In a classic paper, Bohr and Rosenfeld (1933) showed that the quantization of matter implies the quantization of the electromagnetic field. In other words, it is logically inconsistent to have classical electromagnetic waves interacting with a quantum measuring apparatus. Crucially, the same is not true for gravity, due to the existence of a fundamental length scale, the Planck length.
In fact, not only is the quantization of gravity not a logical necessity, it is also unobservable within Einstein gravity. Freeman Dyson first showed that it is impossible to detect a single graviton with high probability in any realistic experiment, and conjectured a censorship effect that precludes the observation of the quantization of the gravitational field in Einstein’s theory. Dyson's argument is based on the striking fact that the absorption cross section for gravitons is universal and equal to the planck area within numerical factors of order one.
Dyson’s work was motivated by the hope that the failures in reconciling General Relativity with Quantum Mechanics were really due to the fact that the gravitational field is a purely classical entity. In the dichotomous world he envisioned, the geometric theory of gravity would peacefully coexist with the quantum realm, and the obstruction in observing individual gravitons would be attributable to their non existence.

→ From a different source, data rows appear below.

PR #1104, opened 2016-07-11
hll tests (against develop-2.2)

zeeshanlakhani:
Original (to master): https://github.com/basho/riak_test/pull/1063

- new test for HLL(set) datatypes
- update crdt cap and converge tests for hlls
- temp rebar updates for riak-client; *will update w/ correct version*

### DIFF
--- a/tests/test_hll.erl
+++ b/tests/test_hll.erl
@@ -1,0 +1,217 @@
+%% -------------------------------------------------------------------
+%%
+%% Copyright (c) 2016 Basho Technologies, Inc.
+%%
+%% This file is provided to you under the Apache License,
+%% Version 2.0 (the "License"); you may not use this file
+%% except in compliance with the License.  You may obtain
+%% a copy of the License at
+%%
+%%   http://www.apache.org/licenses/LICENSE-2.0
+%%
+%% Unless required by applicable law or agreed to in writing,
+%% software distributed under the License is distributed on an
+%% "AS IS" BASIS, WITHOUT WARRANTIES OR CONDITIONS OF ANY
+%% KIND, either express or implied.  See the License for the
+%% specific language governing permissions and limitations
+%% under the License.
+%%
+%% -------------------------------------------------------------------
+%%% @doc r_t to test hll datatypes across a riak cluster
+
+-module(test_hll).
+
+-export([confirm/0]).
+
+-include_lib("eunit/include/eunit.hrl").
+
+-define(HLL_TYPE1, <<"hlls1">>).
+-define(HLL_TYPE2, <<"hlls2">>).
+-define(HLL_TYPE3, <<"hlls3">>).
+-define(BUCKET1, {?HLL_TYPE1, <<"testbucket1">>}).
+-define(BUCKET2, {?HLL_TYPE2, <<"testbucket2">>}).
+-define(DEFAULT_P, 14).
+-define(SET_P, 16).
+-define(BAD_P, 1).
+-define(P_SETTING, hll_precision).
+-define(KEY, <<"flipit&reverseit">>).
+-define(CONFIG,
+        [
+         {riak_core,
+          [{ring_creation_size, 8},
+           {anti_entropy_build_limit, {100, 1000}},
+           {anti_entropy_concurrency, 8},
+           {handoff_concurrency, 16}]
+         }
+        ]).
+
+confirm() ->
+    %% Configure cluster.
+    Nodes = [N1, N2, N3, N4] = rt:build_cluster(4, ?CONFIG),
+
+    NodeRand1A = rt:select_random([N1, N2]),
+    NodeRand1B = rt:select_random([N1, N2]),
+    NodeRand2A = rt:select_random([N3, N4]),
+    NodeRand2B = rt:select_random([N3, N4]),
+
+    lager:info("Create PB/HTTP Clients from first two nodes, and then"
+               " the second two nodes, as we'll partition Nodes 1 & 2 from"
+               " Nodes 3 & 4 later"),
+
+    %% Create PB connection.
+    PBC1 = rt:pbc(NodeRand1A),
+    PBC2 = rt:pbc(NodeRand2A),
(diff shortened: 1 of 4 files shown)


tests/test_hll.erl
```diff
@@ -0,0 +1,179 @@
...
+    PBC = rt:pbc(NodeRand1),
+    riakc_pb_socket:set_options(PBC, [queue_if_disconnected]),
+
+    %% Create HTTPC connection.
+    HttpC = rt:httpc(NodeRand2),
+
+    rt:create_and_activate_bucket_type(NodeRand1,
+                                       ?HLL_TYPE1,
+                                       [{datatype, hll},
+                                        {hll_precision, ?SET_P}]),
```
russelldb: Why not use the macro ?P_SETTING that you defined above here?

tests/test_hll.erl
```diff
@@ -0,0 +1,179 @@
...
+%%
+%% Unless required by applicable law or agreed to in writing,
+%% software distributed under the License is distributed on an
+%% "AS IS" BASIS, WITHOUT WARRANTIES OR CONDITIONS OF ANY
+%% KIND, either express or implied.  See the License for the
+%% specific language governing permissions and limitations
+%% under the License.
+%%
+%% -------------------------------------------------------------------
+%%% @doc r_t to verify changes to serialization/metadata/changes
```
russelldb: I don't think this docstring is accurate

tests/test_hll.erl
```diff
@@ -0,0 +1,179 @@
...
+    check_precision_and_reduce_test(C, CMod, Bucket, ?SET_P, HllSet0),
+
+    partition_write_heal(C, CMod, Bucket, Nodes),
+
+    HllSet1 = get_hll(C, CMod, Bucket),
+    check_precision_and_reduce_invalid_test(C, CMod, Bucket, ?SET_P - 1, HllSet1),
+
+    ok.
+
+add_tests(C, CMod, Bucket, NewS) ->
```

In our own paper, we propose a type of experiment that would be able to distinguish between classical and quantum gravity at the observational level. The experiment consists in looking for dark lines in gravitational spectra, due to gravitational absorption by quantum bound states. Gravitational absorption lines would probe quantum gravity in two distinct ways. First of all, since General Relativity forbids them, they would explore and constrain exotic physics close to the Planck scale. Secondly, and perhaps more importantly, they would confirm that the gravitational field is quantized at low energies, effectively proving the existence of gravitons.